- **Your task**:
Determine how many lines below contain the string "within" and give that number without anything else.

- **Extracted records**:
*** Block opens ***

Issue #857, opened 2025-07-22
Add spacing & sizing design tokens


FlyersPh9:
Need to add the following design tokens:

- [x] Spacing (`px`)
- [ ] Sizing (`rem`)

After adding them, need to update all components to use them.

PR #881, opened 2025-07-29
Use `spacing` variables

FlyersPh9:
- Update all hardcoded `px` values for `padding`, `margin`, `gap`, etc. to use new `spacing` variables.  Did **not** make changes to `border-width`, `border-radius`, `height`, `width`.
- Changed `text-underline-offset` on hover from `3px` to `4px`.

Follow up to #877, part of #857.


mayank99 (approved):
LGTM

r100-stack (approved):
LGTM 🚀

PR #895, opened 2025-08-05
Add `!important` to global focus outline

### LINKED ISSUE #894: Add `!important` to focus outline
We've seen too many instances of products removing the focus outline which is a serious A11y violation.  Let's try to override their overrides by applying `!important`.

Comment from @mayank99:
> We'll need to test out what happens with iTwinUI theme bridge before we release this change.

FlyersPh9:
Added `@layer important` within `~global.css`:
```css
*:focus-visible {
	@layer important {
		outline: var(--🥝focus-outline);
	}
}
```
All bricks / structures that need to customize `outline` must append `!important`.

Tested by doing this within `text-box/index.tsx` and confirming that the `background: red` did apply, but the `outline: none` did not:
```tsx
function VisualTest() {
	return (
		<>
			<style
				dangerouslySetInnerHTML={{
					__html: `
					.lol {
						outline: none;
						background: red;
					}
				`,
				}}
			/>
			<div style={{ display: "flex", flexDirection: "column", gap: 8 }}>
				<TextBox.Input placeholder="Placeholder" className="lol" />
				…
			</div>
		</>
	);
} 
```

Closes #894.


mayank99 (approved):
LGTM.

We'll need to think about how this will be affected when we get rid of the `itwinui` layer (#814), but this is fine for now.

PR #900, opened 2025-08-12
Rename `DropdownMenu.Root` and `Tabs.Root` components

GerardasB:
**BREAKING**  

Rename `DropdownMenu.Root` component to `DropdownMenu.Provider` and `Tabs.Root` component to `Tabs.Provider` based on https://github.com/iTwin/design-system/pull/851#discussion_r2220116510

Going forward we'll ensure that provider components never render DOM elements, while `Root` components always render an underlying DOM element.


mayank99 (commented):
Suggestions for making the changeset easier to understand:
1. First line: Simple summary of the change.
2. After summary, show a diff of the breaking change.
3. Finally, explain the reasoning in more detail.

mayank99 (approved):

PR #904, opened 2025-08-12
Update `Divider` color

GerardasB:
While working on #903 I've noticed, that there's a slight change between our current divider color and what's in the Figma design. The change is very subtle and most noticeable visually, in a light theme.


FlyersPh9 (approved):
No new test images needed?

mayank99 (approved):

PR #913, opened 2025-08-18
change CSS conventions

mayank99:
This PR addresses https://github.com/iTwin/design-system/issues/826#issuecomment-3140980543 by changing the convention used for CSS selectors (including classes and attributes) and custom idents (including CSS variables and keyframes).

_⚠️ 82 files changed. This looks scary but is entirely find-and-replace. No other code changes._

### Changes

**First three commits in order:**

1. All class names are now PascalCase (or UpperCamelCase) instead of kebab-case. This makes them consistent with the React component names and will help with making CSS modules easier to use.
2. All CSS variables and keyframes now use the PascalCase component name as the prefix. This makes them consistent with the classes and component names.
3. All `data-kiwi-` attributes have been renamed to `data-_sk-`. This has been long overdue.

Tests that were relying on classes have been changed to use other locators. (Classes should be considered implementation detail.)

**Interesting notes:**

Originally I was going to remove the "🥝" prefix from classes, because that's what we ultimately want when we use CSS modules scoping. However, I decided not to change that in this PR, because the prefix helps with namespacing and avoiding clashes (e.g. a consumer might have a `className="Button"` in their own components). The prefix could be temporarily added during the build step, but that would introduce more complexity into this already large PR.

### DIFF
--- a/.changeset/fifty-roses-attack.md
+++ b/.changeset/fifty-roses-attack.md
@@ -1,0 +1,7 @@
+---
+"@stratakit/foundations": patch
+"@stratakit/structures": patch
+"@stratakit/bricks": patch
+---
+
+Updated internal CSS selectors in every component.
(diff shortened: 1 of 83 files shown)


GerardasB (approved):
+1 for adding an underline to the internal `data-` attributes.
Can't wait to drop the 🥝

*** Block closes ***
*** Block opens ***

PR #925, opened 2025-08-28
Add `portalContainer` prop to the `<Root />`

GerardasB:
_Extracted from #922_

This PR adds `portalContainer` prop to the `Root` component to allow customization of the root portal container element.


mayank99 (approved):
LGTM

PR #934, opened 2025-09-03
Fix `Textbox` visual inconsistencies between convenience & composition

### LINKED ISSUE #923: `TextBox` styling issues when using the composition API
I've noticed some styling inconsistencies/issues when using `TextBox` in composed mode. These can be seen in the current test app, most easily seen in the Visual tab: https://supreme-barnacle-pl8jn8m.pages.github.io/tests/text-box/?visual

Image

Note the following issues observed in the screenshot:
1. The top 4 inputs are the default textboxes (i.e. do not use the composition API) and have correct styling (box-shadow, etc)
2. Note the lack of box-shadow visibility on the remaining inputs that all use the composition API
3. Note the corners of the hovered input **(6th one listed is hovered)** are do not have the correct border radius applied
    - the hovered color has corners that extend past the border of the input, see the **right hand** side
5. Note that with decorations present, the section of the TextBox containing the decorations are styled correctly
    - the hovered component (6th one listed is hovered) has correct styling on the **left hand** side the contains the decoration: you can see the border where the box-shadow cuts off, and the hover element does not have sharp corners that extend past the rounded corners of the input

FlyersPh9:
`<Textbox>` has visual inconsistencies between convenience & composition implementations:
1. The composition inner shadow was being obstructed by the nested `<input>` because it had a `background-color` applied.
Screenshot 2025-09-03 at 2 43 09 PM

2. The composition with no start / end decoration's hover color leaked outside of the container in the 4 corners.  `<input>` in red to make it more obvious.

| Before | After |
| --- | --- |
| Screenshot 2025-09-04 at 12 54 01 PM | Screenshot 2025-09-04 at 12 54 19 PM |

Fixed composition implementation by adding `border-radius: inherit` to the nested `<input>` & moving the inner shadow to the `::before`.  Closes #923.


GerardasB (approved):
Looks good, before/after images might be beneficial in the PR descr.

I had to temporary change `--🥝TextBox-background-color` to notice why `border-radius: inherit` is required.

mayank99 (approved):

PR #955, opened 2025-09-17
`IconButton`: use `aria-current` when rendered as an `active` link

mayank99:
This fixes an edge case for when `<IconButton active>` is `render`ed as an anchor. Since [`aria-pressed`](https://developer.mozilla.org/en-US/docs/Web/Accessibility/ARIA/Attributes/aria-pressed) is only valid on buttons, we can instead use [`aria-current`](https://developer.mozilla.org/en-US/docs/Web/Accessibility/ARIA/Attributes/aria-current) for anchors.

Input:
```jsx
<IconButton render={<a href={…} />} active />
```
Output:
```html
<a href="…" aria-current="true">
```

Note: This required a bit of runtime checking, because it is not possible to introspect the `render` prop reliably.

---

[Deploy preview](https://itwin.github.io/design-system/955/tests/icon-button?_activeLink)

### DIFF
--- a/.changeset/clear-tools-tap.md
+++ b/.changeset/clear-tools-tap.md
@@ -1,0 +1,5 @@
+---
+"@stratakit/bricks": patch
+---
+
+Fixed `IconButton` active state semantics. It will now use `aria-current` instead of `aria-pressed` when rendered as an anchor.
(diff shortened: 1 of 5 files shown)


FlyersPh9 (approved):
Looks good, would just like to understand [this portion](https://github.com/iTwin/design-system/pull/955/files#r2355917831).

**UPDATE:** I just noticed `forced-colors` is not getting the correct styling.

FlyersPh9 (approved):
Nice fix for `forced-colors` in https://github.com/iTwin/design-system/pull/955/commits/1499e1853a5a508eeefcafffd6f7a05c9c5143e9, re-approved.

*** Block closes ***
*** Block opens ***

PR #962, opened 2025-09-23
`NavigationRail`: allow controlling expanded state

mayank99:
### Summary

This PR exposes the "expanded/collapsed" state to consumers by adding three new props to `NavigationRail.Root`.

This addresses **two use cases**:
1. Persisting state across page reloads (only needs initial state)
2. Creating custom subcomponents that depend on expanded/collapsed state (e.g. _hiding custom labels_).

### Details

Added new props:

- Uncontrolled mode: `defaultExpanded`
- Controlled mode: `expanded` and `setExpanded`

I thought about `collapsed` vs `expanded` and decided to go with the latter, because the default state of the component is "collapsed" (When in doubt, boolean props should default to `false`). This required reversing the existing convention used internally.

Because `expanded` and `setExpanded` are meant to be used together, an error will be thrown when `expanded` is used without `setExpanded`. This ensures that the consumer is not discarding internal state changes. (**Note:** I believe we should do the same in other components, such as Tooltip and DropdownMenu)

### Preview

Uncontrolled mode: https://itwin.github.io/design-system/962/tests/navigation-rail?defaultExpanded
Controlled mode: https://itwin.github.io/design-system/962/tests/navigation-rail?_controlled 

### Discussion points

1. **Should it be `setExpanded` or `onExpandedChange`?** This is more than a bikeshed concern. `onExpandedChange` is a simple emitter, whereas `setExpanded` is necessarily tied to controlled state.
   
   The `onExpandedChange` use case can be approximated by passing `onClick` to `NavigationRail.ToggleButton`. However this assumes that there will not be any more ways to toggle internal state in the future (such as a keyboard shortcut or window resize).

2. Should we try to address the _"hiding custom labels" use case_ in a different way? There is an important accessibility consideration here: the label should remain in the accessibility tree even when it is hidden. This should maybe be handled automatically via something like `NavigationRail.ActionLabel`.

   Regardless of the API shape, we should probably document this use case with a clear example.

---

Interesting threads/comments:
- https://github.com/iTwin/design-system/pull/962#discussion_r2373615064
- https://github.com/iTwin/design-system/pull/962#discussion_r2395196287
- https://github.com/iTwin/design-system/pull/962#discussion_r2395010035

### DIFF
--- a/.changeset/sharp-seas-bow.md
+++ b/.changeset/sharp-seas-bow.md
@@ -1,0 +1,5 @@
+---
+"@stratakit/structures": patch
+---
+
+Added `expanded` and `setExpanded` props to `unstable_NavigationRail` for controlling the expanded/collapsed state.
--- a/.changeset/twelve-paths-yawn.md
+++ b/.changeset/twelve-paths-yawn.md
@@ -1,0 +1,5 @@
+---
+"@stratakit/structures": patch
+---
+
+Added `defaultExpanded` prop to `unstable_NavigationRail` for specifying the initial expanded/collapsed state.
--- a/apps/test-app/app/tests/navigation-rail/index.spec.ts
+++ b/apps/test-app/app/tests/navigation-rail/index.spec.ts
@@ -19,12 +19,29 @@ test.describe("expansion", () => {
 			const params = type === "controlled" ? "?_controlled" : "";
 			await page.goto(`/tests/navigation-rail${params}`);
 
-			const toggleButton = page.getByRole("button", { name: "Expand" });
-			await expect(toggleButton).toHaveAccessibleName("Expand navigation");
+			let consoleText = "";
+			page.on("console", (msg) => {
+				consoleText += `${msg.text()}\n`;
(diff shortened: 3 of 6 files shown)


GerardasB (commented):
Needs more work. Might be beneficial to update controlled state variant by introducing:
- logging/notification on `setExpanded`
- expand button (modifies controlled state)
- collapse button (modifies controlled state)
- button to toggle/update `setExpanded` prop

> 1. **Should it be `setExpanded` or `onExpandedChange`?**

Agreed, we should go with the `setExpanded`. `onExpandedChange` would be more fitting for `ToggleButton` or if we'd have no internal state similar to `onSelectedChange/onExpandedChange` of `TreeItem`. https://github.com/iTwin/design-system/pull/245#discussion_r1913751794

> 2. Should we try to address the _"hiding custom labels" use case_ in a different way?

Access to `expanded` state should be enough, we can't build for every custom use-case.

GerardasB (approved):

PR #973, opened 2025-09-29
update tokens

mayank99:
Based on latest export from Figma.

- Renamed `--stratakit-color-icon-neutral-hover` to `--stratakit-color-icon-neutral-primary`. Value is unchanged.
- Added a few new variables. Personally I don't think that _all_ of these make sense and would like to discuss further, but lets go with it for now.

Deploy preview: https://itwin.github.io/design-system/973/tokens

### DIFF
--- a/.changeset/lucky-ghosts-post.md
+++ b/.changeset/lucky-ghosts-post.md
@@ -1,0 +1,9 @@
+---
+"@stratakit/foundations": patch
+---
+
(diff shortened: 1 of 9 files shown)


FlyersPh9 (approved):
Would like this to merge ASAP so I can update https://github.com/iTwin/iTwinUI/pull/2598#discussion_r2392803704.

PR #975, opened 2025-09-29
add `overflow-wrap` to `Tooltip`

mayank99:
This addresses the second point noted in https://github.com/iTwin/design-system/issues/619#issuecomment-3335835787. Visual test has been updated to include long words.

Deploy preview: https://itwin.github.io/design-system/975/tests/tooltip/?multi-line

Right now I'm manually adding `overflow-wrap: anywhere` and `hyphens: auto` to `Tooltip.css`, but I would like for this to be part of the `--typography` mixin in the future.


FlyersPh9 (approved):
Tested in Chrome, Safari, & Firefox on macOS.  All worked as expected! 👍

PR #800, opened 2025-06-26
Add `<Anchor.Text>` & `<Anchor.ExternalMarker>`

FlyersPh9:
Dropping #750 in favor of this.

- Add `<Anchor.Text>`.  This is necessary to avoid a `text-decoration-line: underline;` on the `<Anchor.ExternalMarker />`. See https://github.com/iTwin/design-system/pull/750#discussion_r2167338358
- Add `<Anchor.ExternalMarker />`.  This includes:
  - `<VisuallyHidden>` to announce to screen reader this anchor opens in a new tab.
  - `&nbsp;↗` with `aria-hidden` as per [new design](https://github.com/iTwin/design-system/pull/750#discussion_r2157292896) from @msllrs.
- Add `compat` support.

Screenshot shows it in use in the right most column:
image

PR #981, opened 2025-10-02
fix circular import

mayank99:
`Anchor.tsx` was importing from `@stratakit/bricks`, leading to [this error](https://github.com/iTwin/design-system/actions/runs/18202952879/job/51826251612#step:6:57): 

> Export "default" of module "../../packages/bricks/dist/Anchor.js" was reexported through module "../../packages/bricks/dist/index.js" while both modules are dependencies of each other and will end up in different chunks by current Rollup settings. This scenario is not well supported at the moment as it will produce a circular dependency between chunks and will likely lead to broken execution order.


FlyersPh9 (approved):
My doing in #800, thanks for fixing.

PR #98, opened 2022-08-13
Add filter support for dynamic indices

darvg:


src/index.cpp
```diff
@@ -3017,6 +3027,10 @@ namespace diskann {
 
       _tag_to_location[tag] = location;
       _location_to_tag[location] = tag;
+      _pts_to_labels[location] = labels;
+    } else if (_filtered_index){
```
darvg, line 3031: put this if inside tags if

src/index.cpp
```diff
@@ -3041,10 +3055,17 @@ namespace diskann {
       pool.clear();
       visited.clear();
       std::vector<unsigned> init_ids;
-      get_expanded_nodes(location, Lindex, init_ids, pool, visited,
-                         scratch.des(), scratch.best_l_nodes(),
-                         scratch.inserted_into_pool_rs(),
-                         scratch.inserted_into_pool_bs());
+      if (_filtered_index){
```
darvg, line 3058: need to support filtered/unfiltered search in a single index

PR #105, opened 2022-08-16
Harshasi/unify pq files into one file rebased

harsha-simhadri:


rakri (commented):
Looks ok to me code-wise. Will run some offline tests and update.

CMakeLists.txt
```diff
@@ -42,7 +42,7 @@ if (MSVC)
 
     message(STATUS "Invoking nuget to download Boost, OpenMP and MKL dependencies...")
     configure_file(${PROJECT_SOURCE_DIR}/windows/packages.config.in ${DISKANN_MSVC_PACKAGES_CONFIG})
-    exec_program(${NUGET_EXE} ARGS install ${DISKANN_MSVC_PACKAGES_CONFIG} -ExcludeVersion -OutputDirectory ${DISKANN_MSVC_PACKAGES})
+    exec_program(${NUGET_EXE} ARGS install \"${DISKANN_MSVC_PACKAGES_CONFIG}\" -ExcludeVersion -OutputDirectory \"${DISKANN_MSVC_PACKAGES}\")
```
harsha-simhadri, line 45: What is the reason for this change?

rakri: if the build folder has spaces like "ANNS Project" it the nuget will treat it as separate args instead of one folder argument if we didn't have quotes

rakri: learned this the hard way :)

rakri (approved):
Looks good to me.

*** Block closes ***

- **Solution**:
2